═══ DATA SECTION ═══

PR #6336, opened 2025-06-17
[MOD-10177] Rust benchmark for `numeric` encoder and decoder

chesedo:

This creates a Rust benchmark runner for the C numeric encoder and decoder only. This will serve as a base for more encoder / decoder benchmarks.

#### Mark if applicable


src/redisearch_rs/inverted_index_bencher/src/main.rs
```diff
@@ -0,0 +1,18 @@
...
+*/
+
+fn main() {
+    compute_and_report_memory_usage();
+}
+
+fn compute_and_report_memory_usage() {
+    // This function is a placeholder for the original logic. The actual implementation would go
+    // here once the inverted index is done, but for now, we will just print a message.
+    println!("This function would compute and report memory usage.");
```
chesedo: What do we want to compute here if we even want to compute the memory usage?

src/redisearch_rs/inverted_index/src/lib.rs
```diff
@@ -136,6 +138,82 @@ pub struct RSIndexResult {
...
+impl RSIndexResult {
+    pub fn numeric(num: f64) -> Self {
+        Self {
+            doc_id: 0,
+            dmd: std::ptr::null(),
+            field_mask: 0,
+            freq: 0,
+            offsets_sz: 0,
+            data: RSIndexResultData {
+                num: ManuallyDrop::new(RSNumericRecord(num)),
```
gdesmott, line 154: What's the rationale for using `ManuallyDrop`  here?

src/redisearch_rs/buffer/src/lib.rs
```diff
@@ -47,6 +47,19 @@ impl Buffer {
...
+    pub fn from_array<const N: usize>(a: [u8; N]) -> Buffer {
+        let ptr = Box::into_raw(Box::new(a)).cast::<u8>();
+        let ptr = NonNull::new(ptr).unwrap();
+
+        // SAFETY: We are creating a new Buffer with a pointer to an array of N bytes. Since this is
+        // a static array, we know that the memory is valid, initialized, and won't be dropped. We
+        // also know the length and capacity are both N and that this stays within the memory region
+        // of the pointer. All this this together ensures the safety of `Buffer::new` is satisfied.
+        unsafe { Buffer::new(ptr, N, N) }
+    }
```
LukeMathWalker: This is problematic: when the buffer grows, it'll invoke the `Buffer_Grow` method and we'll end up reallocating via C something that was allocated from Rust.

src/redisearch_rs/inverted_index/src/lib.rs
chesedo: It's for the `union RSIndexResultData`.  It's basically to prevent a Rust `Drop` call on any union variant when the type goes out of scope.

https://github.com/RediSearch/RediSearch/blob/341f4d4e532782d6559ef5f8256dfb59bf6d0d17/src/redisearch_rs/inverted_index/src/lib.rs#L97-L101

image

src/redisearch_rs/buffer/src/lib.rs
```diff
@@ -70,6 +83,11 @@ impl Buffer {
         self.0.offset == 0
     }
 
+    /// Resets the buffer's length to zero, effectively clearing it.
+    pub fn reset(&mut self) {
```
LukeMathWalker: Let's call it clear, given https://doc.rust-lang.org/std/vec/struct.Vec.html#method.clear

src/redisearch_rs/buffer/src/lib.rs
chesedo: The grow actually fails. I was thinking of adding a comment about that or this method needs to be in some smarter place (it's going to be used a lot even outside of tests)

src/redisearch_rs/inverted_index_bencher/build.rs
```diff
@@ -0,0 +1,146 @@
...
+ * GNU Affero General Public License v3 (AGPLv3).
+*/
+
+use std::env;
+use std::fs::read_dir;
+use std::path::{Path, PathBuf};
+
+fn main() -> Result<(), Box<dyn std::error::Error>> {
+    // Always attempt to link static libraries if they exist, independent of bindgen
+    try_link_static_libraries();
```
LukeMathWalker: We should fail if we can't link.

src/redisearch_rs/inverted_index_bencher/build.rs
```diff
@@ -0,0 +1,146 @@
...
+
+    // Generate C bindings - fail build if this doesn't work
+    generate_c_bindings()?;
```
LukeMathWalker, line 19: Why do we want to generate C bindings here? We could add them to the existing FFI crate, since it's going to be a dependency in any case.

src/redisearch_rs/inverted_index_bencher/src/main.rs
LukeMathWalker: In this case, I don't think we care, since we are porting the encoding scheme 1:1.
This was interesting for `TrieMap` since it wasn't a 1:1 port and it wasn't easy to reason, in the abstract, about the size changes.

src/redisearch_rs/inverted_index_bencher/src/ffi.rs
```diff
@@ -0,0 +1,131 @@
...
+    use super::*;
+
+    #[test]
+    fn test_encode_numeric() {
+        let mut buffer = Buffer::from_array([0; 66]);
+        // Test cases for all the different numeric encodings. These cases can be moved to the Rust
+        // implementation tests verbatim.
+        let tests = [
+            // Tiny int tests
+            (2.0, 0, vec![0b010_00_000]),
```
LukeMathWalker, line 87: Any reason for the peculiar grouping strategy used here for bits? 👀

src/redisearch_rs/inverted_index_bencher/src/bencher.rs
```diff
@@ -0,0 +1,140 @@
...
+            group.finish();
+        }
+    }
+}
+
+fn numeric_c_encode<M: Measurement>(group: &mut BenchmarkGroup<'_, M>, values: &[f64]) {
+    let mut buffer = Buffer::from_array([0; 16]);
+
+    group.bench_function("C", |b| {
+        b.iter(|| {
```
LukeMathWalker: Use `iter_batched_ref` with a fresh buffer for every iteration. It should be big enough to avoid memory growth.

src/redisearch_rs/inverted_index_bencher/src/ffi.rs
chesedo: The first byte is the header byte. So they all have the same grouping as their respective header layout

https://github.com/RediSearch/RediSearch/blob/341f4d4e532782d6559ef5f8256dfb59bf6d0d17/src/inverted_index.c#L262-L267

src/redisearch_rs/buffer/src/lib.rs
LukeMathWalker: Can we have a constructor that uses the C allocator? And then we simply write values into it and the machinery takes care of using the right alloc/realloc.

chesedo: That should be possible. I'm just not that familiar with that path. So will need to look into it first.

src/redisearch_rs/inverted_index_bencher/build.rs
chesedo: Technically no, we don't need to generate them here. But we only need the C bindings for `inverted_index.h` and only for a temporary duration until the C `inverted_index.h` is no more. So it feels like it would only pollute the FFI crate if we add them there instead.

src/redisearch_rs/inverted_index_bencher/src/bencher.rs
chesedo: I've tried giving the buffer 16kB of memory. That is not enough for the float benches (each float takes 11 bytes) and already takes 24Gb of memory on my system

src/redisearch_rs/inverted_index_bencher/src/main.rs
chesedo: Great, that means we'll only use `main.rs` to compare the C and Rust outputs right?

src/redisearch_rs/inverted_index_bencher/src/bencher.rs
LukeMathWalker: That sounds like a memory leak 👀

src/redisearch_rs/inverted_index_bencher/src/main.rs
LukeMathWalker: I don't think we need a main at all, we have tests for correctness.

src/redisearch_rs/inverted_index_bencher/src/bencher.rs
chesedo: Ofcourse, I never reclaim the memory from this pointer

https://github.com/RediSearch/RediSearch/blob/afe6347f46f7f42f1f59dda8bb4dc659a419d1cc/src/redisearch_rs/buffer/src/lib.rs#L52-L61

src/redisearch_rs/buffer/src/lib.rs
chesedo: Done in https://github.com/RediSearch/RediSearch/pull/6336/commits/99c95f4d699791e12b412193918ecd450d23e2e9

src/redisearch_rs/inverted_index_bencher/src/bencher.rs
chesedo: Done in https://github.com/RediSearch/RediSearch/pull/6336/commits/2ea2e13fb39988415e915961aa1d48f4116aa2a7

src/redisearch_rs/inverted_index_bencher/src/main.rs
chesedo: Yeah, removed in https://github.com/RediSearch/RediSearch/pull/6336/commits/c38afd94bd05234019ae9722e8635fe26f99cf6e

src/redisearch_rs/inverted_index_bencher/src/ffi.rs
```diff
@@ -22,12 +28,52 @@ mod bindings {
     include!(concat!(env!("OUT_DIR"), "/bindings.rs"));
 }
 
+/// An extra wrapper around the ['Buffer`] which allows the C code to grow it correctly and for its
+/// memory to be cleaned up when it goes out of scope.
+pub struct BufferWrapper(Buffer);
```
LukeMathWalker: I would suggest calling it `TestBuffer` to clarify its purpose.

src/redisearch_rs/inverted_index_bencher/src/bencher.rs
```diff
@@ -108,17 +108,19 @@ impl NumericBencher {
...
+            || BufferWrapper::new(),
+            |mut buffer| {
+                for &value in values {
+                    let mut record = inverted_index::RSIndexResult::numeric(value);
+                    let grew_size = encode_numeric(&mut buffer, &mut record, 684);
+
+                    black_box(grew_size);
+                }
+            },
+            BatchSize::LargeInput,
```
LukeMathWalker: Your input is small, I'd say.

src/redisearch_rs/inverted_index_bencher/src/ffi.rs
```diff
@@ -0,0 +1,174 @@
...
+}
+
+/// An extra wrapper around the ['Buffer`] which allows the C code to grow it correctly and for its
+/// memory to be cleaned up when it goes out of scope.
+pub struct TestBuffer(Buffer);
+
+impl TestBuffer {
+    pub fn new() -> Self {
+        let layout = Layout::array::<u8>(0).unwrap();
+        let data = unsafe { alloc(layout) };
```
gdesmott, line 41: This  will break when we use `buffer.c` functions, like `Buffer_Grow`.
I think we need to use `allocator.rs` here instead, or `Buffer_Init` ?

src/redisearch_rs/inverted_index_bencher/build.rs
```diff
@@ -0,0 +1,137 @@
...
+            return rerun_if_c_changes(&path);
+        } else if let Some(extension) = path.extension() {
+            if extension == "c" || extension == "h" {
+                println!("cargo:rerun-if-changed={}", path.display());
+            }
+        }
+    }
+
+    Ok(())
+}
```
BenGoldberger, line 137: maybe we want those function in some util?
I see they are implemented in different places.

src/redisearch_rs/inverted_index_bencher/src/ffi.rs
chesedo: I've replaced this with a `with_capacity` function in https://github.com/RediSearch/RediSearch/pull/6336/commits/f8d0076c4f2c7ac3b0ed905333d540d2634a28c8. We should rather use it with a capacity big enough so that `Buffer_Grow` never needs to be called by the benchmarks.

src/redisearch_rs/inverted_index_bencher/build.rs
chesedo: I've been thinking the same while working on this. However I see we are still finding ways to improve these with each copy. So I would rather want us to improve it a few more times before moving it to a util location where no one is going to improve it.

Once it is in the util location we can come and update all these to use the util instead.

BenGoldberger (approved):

═══

[PROBLEM]: Using the entries above, return exactly the lines from the line with "LukeMathWalker: This is" to the line with "chesedo: The grow", counting both of those lines.

[RESPONSE FOR THIS EXERCISE]:
LukeMathWalker: This is problematic: when the buffer grows, it'll invoke the `Buffer_Grow` method and we'll end up reallocating via C something that was allocated from Rust.

src/redisearch_rs/inverted_index/src/lib.rs
chesedo: It's for the `union RSIndexResultData`.  It's basically to prevent a Rust `Drop` call on any union variant when the type goes out of scope.

https://github.com/RediSearch/RediSearch/blob/341f4d4e532782d6559ef5f8256dfb59bf6d0d17/src/redisearch_rs/inverted_index/src/lib.rs#L97-L101

image

src/redisearch_rs/buffer/src/lib.rs
```diff
@@ -70,6 +83,11 @@ impl Buffer {
         self.0.offset == 0
     }
 
+    /// Resets the buffer's length to zero, effectively clearing it.
+    pub fn reset(&mut self) {
```
LukeMathWalker: Let's call it clear, given https://doc.rust-lang.org/std/vec/struct.Vec.html#method.clear

src/redisearch_rs/buffer/src/lib.rs
chesedo: The grow actually fails. I was thinking of adding a comment about that or this method needs to be in some smarter place (it's going to be used a lot even outside of tests)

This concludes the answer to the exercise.